> **Raw data**

PR #3516, opened 2022-08-12
Remove extraneous question mark in section heading

mhucka:
The heading "How editable installations work?" either contains a typo (the question mark should be omitted), or else the heading as written is ungrammatical because it is missing a word ("How **do** editable installations work?").

## Summary of changes

Other headings in this section are not written as questions, so this commit removes the question mark, based on the assumption that the question mark is extraneous.

### Pull Request Checklist
- <s>[ ] Changes have tests.</s> Not relevant.

This is such a small typo that it does not seem to warrant a changelog.d file.


abravalheri:
Thank you very much @mhucka

PR #3547, opened 2022-08-19
Remove inadvertent splatting of the name attribute

### LINKED ISSUE #3545: [BUG] `ConfigDiscovery.analyse_name` incorrectly sets the `name` attribute on `Distribution`
### setuptools version

setuptools==65.1.0

### Python version

Python 3.10.2

### OS

macOS 12.5, Oracle Linux Server release 8.6

_No response_

### Description

Under certain circumstances (see reproduction steps) `setuptools.discovery.ConfigDiscovery.analyse_name` will overwrite the `name` attribute of the `Distribution` object leading to `python setup.py --name` failing.

### Expected behavior

```
$ python setup.py --name
my_package_name
```

### How to Reproduce

A project demonstrating this issue (along with a detailed description of what's going on) can be found here:

https://github.com/jeamland/setuptools-name-bug

### Output

```console
$ python setup.py --name
/Users/benno/.pyenv/versions/setuptools-name-bug/lib/python3.10/site-packages/setuptools/config/pyprojecttoml.py:108: _BetaConfiguration: Support for `[tool.setuptools]` in `pyproject.toml` is still *beta*.
  warnings.warn(msg, _BetaConfiguration)
  File "/Users/benno/work/setuptools-name-bug/setup.py", line 3, in <module>
    setup()
  File "/Users/benno/.pyenv/versions/setuptools-name-bug/lib/python3.10/site-packages/setuptools/__init__.py", line 87, in setup
  File "/Users/benno/.pyenv/versions/setuptools-name-bug/lib/python3.10/site-packages/setuptools/_distutils/core.py", line 170, in setup
  File "/Users/benno/.pyenv/versions/setuptools-name-bug/lib/python3.10/site-packages/setuptools/_distutils/dist.py", line 471, in parse_command_line
    args = parser.getopt(args=self.script_args, object=self)
  File "/Users/benno/.pyenv/versions/setuptools-name-bug/lib/python3.10/site-packages/setuptools/_distutils/fancy_getopt.py", line 274, in getopt
    val = getattr(object, attr, 0) + 1
TypeError: can only concatenate str (not "int") to str
```

jeamland:
The `name` attribute of a `Distribution` object is used by the command-line processing system and is not intended to hold the name of the distribution itself. Setting it to the name will cause the command-line processing system to have a bad time.

Fixes #3545

### DIFF
--- a/changelog.d/3547.change.rst
+++ b/changelog.d/3547.change.rst
@@ -1,1 +1,1 @@
-Stop `ConfigDiscovery.analyse_name` from splatting the `Distribution.name` attribute -- by :user:`jeamland`
+Stop ``ConfigDiscovery.analyse_name`` from splatting the ``Distribution.name`` attribute -- by :user:`jeamland`
--- a/changelog.d/3547.change.rst
+++ b/changelog.d/3547.change.rst
@@ -1,0 +1,1 @@
+Stop `ConfigDiscovery.analyse_name` from splatting the `Distribution.name` attribute -- by :user:`jeamland`
--- a/setuptools/config/pyprojecttoml.py
+++ b/setuptools/config/pyprojecttoml.py
@@ -234,8 +234,8 @@ class _ConfigExpander:
 
         # A distribution object is required for discovering the correct package_dir
         dist = self._ensure_dist()
-
-        with _EnsurePackagesDiscovered(dist, self.setuptools_cfg) as ensure_discovered:
+        ctx = _EnsurePackagesDiscovered(dist, self.project_cfg, self.setuptools_cfg)
+        with ctx as ensure_discovered:
             package_dir = ensure_discovered.package_dir
             self._expand_data_files()
             self._expand_cmdclass(package_dir)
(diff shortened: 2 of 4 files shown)


abravalheri:
Hi @jeamland, thank you very much for providing this.

Would it be possible to add some tests to avoid regression? (Usually what I would do is create another commit with the tests, then reorder them, in such a way that the first commit demonstrates the tests failing and the second one fixes them).

I think there is another more subtle aspect that is also worthy investigating (in addition to the changes you are proposing here). Setuptools should not try to discover the distribution name, because it is given... I can have a look on that myself after we merge this PR  (but by any means feel free to investigate if you are interested).

abravalheri:
Hi @jeamland, I took advantage of this PR already being open and added:

- Tests to ensure we don't have problems setting `dist.name`
- Tests/Fixes to ensure name auto-discovery does not happen when the user explicitly sets the name

I also reorganised the order of the commits, with the tests being introduced prior to the fixes. This way we can verify that the errors happen without the fixes.

I hope you don't mind the modifications. But please feel free to modify the code to your liking, or propose different changes.

jeamland:
All looks good to me. Thanks!

PR #3554, opened 2022-08-21
[Docs] Typo in Dependency Management pyproject.toml

mfbutner:
Under the Dependency Management pyproject.toml example, requests was mistyped as requires.

## Summary of changes

Closes 

### Pull Request Checklist
- [ ] Changes have tests

[PR docs]:

### DIFF
--- a/.bumpversion.cfg
+++ b/.bumpversion.cfg
@@ -1,5 +1,5 @@
 [bumpversion]
-current_version = 65.1.1
+current_version = 65.2.0
 commit = True
 tag = True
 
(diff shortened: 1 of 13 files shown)


abravalheri:
Thank you very much @mfbutner.

`requires` is also a valid dependency, but I guess `requests` can be less confusing for starters.

mfbutner:
Thanks for letting me know that `requires` is also valid. I thought it was a typo because the corresponding examples for setup.py and setup.cfg use `requests` and `requests` was used in the other examples throughout the page that use dependencies.

abravalheri:
Yeah, having all the dependencies on the same page being equivalent is a nice touch. I agree that using `requests` makes the docs less confusing for the users.

Thank you very much!

PR #3775, opened 2023-01-18
Fixed accumulating include dirs after compile

### LINKED ISSUE #3591: CCompiler `self.include_dirs` modified during each `compile()`
cf. 9f9a3e57643cb49796c1b08b5b5afb2826ecd7f6

https://github.com/pypa/setuptools/blob/ba3995e5705a22e13bb5d2231ac22c77e4417747/setuptools/_distutils/ccompiler.py#L390-L398

https://github.com/pypa/setuptools/blob/ba3995e5705a22e13bb5d2231ac22c77e4417747/setuptools/_distutils/_msvccompiler.py#L228-L233

With msvc, the class `include_dirs` is not empty, and will be appended to the instance `include_dirs` for each `compile(..., include_dirs=None)` (which is the default).  With enough calls, an impressively long argument list accumulates, resulting in an error:

```
FileNotFoundError: [WinError 206] The filename or extension is too long
```

I think that one simple fix would be:

```py
 if include_dirs is None: 
     include_dirs = self.include_dirs[:] # make a copy
```

mrbean-bremen:
## Summary of changes
- makes a copy of include dir list to avoid increasing the list in subsequent calls of compile
- fix had been proposed by @mdavidsaver in #3591

It could also make sense to merge this back into upstream `distutils`. The bug itself does not happen there (this was introduced only here in [this commit](https://github.com/pypa/setuptools/commit/9f9a3e57643cb49796c1b08b5b5afb2826ecd7f6)), but it may also be problematic if the internal include dir list is returned in this case (and may be modified unintentionally by the caller). Or maybe not, as `distutils` is deprecated anyway...

Closes #3591

### Pull Request Checklist
- [x] Changes have tests

[PR docs]:

### DIFF
--- a/changelog.d/3591.change.rst
+++ b/changelog.d/3591.change.rst
@@ -1,0 +1,2 @@
+Fixed gradually increasing length of include dirs after each ``compile`` call, which could lead to compile errors under
+Windows (command line too long).
--- a/setuptools/_distutils/ccompiler.py
+++ b/setuptools/_distutils/ccompiler.py
@@ -388,7 +388,7 @@ class CCompiler:
             raise TypeError("'macros' (if supplied) must be a list of tuples")
 
         if include_dirs is None:
-            include_dirs = self.include_dirs
+            include_dirs = list(self.include_dirs)
         elif isinstance(include_dirs, (list, tuple)):
             include_dirs = list(include_dirs) + (self.include_dirs or [])
         else:
--- a/setuptools/_distutils/tests/test_ccompiler.py
+++ b/setuptools/_distutils/tests/test_ccompiler.py
@@ -53,3 +53,17 @@ def test_set_include_dirs(c_file):
     # do it again, setting include dirs after any initialization
     compiler.set_include_dirs([python])
     compiler.compile(_make_strs([c_file]))
+
+
+def test_include_dirs_after_multiple_compile_calls(c_file):
+    """
+    Calling compile multiple times should not change the include dirs
+    (regression test for #3591).
+    """
+    compiler = ccompiler.new_compiler()
+    python = sysconfig.get_paths()['include']
+    compiler.set_include_dirs([python])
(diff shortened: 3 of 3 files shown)


abravalheri:
Hi @mrbean-bremen thank you very much for the contribution.

Would you like to submit this patch to https://github.com/pypa/distutils? This repository is actively maintained and periodically merged into setuptools. It is important to avoid any direct change into the `setuptools/_distutils` folder because they eventually are overwritten by the periodic merges (or may cause merge conflicts).

I can see that the comment you are mentioned was first introduced there: `https://github.com/pypa/distutils/commit/9f9a3e57643cb49796c1b08b5b5afb2826ecd7f6`.

mrbean-bremen:
Of course - I wasn't aware of this. Thanks!

mrbean-bremen:
Shall I mention the issue in setuptools in this case? Also, should I do anything to update the release notes for this? There seem to be no option for this in the `distutils` repo (or I missed it).

abravalheri:
Thank you very much @mrbean-bremen.

> Shall I mention the issue in setuptools in this case? 
Yes, when submitting the PR to distutils please mention the original issue in setuptools.

>  Also, should I do anything to update the release notes for this? There seem to be no option for this in the distutils repo (or I missed it).

I am afraid we don't have a procedure for that in distutils.

I think you can write something in the commit message so if anyone is bisecting or trying to find something via git blame they can track down easily the PRs and issues.

mrbean-bremen:
Thanks, I already did this in [the PR](https://github.com/pypa/distutils/pull/199), please check if this is sufficient.

mrbean-bremen:
I guess that this PR can be closed in this case, correct?

abravalheri:
Thank you very much @mrbean-bremen that should do the tricky :)

Yes, I agree that we can close this PR for now.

> **Work order**
Set the lines down exactly, from the first line of the records to the line where "### Description" appears, with both ends kept.

> **Task output**
PR #3516, opened 2022-08-12
Remove extraneous question mark in section heading

mhucka:
The heading "How editable installations work?" either contains a typo (the question mark should be omitted), or else the heading as written is ungrammatical because it is missing a word ("How **do** editable installations work?").

## Summary of changes

Other headings in this section are not written as questions, so this commit removes the question mark, based on the assumption that the question mark is extraneous.

### Pull Request Checklist
- <s>[ ] Changes have tests.</s> Not relevant.

This is such a small typo that it does not seem to warrant a changelog.d file.


abravalheri:
Thank you very much @mhucka

PR #3547, opened 2022-08-19
Remove inadvertent splatting of the name attribute

### LINKED ISSUE #3545: [BUG] `ConfigDiscovery.analyse_name` incorrectly sets the `name` attribute on `Distribution`
### setuptools version

setuptools==65.1.0

### Python version

Python 3.10.2

### OS

macOS 12.5, Oracle Linux Server release 8.6

_No response_

### Description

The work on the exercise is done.